Grazie mille per l'aiuto

Micio!

----------

## micio

replico per far tornare il post in alto... magari qualcuno legge  :Very Happy: 

ed aggiungo.. sapete se dipende da qualche demone o servizio???

aiuuuuuuuuuuuuuuuuuto   :Embarassed: 

Micio!

----------

## randomaze

 *micio wrote:*   

> replico per far tornare il post in alto... magari qualcuno legge 

 

 *linee guida wrote:*   

> REGOLE DI BUONA EDUCAZIONE DA RISPETTARE SUL FORUM GENTOO :
> 
> ...Non trasformate i vostri post in un blog con il solo scopo di mantenere alto il topic. Prima di postare nuovamente, se nessuno vi ha risposto, aspettate almeno 24 ore...

 

----------

## micio

 *randomaze wrote:*   

>  *micio wrote:*   replico per far tornare il post in alto... magari qualcuno legge  
> 
>  *linee guida wrote:*   REGOLE DI BUONA EDUCAZIONE DA RISPETTARE SUL FORUM GENTOO :
> 
> ...Non trasformate i vostri post in un blog con il solo scopo di mantenere alto il topic. Prima di postare nuovamente, se nessuno vi ha risposto, aspettate almeno 24 ore... 

 

Da oggi ti chiameremo "Occhio di lince"   :Laughing:  .... guarda un pò la data... 16 settembre il primo e 16 ottobre il secondo    :Twisted Evil: 

Ciauuuu!!!

Micio!

----------

## Tigerwalk

 *micio wrote:*   

>  *randomaze wrote:*    *micio wrote:*   replico per far tornare il post in alto... magari qualcuno legge  
> 
>  *linee guida wrote:*   REGOLE DI BUONA EDUCAZIONE DA RISPETTARE SUL FORUM GENTOO :
> 
> ...Non trasformate i vostri post in un blog con il solo scopo di mantenere alto il topic. Prima di postare nuovamente, se nessuno vi ha risposto, aspettate almeno 24 ore...  
> ...

 

beccato in pieno  :Razz: 

----------

## randomaze

 *micio wrote:*   

> Da oggi ti chiameremo "Occhio di lince"   .... guarda un pò la data... 16 settembre il primo e 16 ottobre il secondo    

 

 :Embarassed: 

----------

## micio

Allora googolando ho scoperto che il blocco della sessione di gnome dipende dallo gnome-screensaver...
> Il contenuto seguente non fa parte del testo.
PR #9725, opened 2021-12-15
fix(Core/Spells): Implemented spell proc phases.

UltraNix:
Fixes #9634

## Changes Proposed:
-  Set proper proc phase to some spells (ported from TrinityCore)

## Issues Addressed:

- Closes #9634
- Closes https://github.com/chromiecraft/chromiecraft/issues/2537

## Tests Performed:

- Not tested

## How to Test the Changes:

.go c 48335
.aura 44545
.cast 116

For Druid's Nature's Grace:
Pickup Nature's Grace: talent
Set spell critical chance to 100
Cast Wrath at some target - Nature's Grace should proc off on spell cast.
Cast another Wrath immediately - Nature's Grace should affect that cast and be consumed before the 1st Wrath hits the target.

For Shaman's Elemental Mastery:
Pickup Elemental Mastery talent
Cast Elemental Mastery 
Cast Lightning Bolt at some target - you should get spell haste buff on cast.
Cast another Lightning Bolt - spell haste buff should affect that cast  before the 1st Lightning Bolt hits the target.

## How to Test AzerothCore PRs
 
When a PR is ready to be tested, it will be marked as **[WAITING TO BE TESTED]**.

You can help by testing PRs and writing your feedback here on the PR's page on GitHub. Follow the instructions here:

http://www.azerothcore.org/wiki/How-to-test-a-PR

**REMEMBER**: when testing a PR that changes something **generic** (i.e. a part of code that handles more than one specific thing), the tester should not only check that the PR does its job (e.g. fixing spell XXX) but **especially** check that the PR does not cause any regression (i.e. introducing new bugs).

**For example**: if a PR fixes spell X by changing a part of code that handles spells X, Y, and Z, we should not only test X, but **we should test Y and Z as well**.

PR #26210, opened 2026-06-15
fix(Mage): Fingers of Frost charges consumed on spell hit instead of cast

### LINKED ISSUE #25117: (Mage]  Fingers of Frost interactions
### Current Behaviour

Currently Fingers of Frost is consumed on spell cast. Meaning when it procs

1st charge for Frostbolt
2nd charge for Frostbolt

https://github.com/user-attachments/assets/a6d74889-379e-4eda-8661-e65bf585b841

### Expected Behaviour

1st charge for Frostbolt
2nd charge for Frostbolt + Deep Freeze combo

Adesso il punto è che lo screensaver non mi parte.. cioè il pannello delle preferenze (sistema --> preferenze --> salvaschermo) parte ma anche se setto che lo screensaver deve partire dopo un minuto di inattività, non ha la benchè minima intenzione di partire.

Qualcuno sa dirmi da cosa può dipendere questa cosa? o anche semplicemente un modo per debuggare e vedere cosa succede (se da un errore o quant'altro) dopo un minuto di inattività?

OT: Cari mod ditemi voi se posso continuare con questo thred o se è meglio aprirne un altro visto che il problema dal blocco della sessione è diventato lo screensaver

ps L'unico sistema di screensaver che parte è xscreensaver ma comunque non mi blocca la sessione

Micio!

----------

## MeMyselfAndI

hai gnome-screensaver installato ? hai attivo il demone hal e dbus ?

----------

## micio

hal no, ma ora sono in ufficio, torno a casa per le 16, e ti farò sapere!!

Il fatto è che poi se metto hal al runlevel default mi spariscono le icone dei device montati (e non) presenti in /etc/fstab dal nautilus... è normale?

Micio!

----------

## MeMyselfAndI

se sono in fstab si e' normale, prova a cercare in gconf diverse opzioni di comportamento

----------

## micio

Perfetto con quei demoni avviati funziona lo screensaver ma non riesco a visualizzare i device montati sul desktop (e quindi in nautilus) però sono effettivamente montati, e se riavvio hal e dbus appaiono magicamente!!! Comunque a riguardo ho continuato un thred che ha la stessa problematica, ci sentiamo di là  :Smile: 

Grazie per avermi aiutato!!!

Micio!

----------